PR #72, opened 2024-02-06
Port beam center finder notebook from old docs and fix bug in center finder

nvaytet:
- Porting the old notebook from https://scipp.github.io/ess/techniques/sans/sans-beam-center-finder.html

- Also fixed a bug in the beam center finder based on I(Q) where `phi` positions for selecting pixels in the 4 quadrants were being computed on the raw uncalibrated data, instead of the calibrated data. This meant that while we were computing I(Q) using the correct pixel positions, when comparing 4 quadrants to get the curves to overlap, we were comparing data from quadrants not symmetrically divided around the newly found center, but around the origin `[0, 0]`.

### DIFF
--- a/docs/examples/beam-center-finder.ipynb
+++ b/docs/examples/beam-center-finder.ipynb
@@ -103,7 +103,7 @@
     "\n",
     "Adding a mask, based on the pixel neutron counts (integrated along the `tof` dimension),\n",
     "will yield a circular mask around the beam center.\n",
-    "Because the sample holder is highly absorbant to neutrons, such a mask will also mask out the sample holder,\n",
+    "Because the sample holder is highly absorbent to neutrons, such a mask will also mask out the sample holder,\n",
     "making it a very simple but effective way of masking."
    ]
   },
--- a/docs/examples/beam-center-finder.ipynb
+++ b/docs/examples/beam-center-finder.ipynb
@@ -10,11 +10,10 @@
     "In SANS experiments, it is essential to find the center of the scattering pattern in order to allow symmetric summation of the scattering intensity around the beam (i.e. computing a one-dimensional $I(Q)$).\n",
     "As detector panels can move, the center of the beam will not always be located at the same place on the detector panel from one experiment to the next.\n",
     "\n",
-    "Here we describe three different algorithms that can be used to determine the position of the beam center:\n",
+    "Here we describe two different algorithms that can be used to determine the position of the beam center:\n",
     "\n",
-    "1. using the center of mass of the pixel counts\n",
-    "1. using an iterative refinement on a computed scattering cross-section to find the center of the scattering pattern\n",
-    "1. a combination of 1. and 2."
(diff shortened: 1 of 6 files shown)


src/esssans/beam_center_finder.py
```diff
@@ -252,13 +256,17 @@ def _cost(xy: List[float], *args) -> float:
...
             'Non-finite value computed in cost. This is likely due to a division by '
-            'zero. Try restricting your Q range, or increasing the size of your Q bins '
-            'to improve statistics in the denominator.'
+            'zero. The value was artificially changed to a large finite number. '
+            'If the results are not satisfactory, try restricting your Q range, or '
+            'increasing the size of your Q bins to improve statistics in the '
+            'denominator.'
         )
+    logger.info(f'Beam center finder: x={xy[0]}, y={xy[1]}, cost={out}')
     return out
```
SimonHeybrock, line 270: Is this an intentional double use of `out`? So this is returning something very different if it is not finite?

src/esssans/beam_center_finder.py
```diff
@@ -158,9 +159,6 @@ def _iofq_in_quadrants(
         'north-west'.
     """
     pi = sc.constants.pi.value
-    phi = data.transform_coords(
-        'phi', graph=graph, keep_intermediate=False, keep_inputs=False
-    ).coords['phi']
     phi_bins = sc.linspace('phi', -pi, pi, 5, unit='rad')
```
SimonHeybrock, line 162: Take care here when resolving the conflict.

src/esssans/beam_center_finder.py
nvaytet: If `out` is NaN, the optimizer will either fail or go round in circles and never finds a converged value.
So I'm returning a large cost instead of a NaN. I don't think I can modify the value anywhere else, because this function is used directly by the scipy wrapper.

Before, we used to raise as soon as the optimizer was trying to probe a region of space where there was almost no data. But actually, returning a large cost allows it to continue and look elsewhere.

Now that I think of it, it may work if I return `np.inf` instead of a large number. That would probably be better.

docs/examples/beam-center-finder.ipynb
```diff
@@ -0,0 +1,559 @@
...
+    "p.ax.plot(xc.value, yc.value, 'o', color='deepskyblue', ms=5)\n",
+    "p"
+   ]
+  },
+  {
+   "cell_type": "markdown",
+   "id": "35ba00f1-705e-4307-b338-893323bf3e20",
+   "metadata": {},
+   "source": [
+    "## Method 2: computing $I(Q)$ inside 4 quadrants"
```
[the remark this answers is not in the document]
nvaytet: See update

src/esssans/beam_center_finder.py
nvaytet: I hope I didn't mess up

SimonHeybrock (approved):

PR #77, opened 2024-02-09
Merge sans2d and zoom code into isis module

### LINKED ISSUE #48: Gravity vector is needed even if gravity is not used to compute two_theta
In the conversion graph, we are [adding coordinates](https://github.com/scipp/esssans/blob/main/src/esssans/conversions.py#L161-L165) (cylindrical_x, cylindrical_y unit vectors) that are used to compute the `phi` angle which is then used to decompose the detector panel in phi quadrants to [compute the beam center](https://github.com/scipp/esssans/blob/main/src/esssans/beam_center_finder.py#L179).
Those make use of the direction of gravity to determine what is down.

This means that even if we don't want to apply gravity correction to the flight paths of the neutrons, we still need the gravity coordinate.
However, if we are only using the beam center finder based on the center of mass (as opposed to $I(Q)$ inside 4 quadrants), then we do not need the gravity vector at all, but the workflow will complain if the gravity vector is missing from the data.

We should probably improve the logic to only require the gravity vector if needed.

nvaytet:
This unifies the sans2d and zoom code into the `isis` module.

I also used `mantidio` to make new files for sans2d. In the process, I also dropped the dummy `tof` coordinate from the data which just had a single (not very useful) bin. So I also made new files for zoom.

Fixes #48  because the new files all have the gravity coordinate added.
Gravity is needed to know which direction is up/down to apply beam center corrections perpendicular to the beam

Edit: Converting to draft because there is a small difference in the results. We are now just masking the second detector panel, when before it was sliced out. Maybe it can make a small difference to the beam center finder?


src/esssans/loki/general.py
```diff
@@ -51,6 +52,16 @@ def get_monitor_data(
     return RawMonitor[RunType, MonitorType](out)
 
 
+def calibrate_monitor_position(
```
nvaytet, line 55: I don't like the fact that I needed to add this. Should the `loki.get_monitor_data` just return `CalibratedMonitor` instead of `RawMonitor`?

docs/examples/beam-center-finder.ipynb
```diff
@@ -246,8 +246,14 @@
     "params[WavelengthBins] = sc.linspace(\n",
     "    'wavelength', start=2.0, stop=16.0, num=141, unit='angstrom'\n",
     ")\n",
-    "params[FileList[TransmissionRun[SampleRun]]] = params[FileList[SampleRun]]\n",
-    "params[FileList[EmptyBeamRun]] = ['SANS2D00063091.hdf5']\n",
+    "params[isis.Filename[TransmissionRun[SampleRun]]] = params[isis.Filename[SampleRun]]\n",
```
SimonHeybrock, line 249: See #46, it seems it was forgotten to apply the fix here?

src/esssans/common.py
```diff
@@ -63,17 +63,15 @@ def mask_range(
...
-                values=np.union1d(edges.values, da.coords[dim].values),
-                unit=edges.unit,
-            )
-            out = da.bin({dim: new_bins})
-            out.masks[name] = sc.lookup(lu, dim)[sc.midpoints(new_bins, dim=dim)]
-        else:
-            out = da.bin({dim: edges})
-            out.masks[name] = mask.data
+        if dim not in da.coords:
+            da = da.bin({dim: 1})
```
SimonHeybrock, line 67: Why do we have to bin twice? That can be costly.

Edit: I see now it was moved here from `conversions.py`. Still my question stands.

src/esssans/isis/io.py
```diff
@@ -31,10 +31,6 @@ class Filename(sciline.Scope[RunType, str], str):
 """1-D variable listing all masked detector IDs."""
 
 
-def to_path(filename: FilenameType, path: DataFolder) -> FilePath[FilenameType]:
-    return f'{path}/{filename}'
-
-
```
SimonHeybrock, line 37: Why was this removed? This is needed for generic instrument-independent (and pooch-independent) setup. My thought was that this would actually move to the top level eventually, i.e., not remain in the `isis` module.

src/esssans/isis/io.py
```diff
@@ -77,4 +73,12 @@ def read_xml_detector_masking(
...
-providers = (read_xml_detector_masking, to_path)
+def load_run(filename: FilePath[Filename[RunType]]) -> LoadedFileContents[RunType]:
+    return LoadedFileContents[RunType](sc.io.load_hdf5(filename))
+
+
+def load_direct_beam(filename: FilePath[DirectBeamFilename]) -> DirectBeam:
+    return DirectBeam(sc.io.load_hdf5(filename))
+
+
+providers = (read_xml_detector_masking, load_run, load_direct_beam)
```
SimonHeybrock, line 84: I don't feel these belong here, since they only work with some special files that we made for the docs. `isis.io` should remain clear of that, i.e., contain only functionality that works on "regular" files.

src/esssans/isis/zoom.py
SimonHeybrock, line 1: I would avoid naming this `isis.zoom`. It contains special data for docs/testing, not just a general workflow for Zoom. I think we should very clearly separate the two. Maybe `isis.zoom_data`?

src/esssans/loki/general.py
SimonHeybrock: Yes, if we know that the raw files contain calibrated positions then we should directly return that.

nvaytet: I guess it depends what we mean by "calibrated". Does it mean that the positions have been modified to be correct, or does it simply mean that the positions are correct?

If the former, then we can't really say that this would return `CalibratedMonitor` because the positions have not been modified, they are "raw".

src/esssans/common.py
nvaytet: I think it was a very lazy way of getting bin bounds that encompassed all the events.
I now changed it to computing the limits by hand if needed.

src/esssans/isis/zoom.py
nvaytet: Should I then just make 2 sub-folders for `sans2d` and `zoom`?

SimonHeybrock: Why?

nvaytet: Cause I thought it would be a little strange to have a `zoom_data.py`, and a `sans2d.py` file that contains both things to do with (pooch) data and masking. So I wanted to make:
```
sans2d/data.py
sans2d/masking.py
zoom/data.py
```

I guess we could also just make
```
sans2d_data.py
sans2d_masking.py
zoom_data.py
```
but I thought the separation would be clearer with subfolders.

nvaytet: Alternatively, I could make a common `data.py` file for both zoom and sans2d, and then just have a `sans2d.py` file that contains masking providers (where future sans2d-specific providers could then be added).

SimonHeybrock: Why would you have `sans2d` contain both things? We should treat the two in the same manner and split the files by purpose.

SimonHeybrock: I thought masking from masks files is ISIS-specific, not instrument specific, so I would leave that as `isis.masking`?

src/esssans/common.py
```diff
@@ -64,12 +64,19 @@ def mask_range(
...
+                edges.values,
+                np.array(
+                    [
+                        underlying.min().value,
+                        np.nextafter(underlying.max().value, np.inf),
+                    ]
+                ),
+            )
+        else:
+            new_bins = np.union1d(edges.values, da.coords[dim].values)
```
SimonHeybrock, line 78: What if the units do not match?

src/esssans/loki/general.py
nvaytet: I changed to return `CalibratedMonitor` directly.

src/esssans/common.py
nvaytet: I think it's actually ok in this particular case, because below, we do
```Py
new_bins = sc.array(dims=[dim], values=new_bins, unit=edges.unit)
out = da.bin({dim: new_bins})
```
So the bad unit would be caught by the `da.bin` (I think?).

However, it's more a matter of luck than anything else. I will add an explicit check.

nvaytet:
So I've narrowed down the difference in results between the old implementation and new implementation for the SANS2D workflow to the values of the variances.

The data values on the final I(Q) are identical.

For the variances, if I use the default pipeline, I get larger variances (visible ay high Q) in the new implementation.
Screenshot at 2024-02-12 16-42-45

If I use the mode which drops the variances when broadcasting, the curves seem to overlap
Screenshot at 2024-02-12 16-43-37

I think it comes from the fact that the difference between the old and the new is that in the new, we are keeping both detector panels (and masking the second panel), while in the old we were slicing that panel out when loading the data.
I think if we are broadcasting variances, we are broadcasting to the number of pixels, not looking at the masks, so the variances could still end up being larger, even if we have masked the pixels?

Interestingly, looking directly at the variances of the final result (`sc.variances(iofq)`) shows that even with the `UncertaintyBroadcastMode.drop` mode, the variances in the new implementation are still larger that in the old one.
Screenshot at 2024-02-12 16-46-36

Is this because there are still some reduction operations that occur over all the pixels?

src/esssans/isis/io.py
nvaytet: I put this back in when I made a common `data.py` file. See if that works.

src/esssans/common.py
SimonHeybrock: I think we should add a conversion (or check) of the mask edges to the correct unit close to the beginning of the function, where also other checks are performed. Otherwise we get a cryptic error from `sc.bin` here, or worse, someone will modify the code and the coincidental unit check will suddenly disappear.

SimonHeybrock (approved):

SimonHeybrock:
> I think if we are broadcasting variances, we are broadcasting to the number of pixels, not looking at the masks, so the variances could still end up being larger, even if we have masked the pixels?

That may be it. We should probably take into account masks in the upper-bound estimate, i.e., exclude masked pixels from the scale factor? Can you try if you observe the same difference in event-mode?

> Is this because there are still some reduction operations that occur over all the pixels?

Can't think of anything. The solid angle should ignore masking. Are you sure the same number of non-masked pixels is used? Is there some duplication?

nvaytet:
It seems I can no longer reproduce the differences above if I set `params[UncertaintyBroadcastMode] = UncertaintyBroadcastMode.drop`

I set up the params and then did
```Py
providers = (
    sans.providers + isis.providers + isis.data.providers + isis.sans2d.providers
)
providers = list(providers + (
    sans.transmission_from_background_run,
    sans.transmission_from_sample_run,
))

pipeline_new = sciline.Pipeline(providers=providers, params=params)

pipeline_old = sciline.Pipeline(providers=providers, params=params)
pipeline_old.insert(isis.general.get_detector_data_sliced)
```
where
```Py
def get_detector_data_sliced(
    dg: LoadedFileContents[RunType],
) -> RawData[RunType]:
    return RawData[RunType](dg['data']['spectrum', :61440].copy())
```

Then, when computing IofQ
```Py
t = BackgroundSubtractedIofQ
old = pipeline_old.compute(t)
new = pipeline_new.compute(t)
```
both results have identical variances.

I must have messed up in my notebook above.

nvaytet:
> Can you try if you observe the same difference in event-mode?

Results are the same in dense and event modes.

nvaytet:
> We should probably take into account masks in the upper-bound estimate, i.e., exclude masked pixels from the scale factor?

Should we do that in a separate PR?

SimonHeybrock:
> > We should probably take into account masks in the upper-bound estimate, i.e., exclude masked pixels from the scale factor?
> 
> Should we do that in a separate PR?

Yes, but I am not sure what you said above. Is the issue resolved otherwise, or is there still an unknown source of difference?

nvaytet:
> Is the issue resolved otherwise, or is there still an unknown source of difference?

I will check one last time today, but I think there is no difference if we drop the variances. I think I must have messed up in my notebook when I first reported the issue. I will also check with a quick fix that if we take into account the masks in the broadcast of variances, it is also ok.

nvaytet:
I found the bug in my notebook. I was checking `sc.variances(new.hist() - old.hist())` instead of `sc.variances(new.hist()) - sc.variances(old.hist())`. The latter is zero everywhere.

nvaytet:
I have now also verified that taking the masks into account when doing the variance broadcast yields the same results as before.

#### [What is required]
Looking at the material above, state the number of lines holding the word "could", and only that number.

#### [Solution]
4